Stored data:
+ + + + + + +

PR #847, opened 2022-06-24
organize dependencies

Herraj:
## Goal

Move some devDependencies out of the Dependencies. Tested on DEV.

Tickets:

- [BACK-1507]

+ + + + + + +

## Task description
Please print exactly the lines from the one containing "organize dependencies" through the last line of the records, both included, and nothing else.

## Exercise answer
organize dependencies

Herraj:
## Goal

Move some devDependencies out of the Dependencies. Tested on DEV.

Tickets:

- [BACK-1507]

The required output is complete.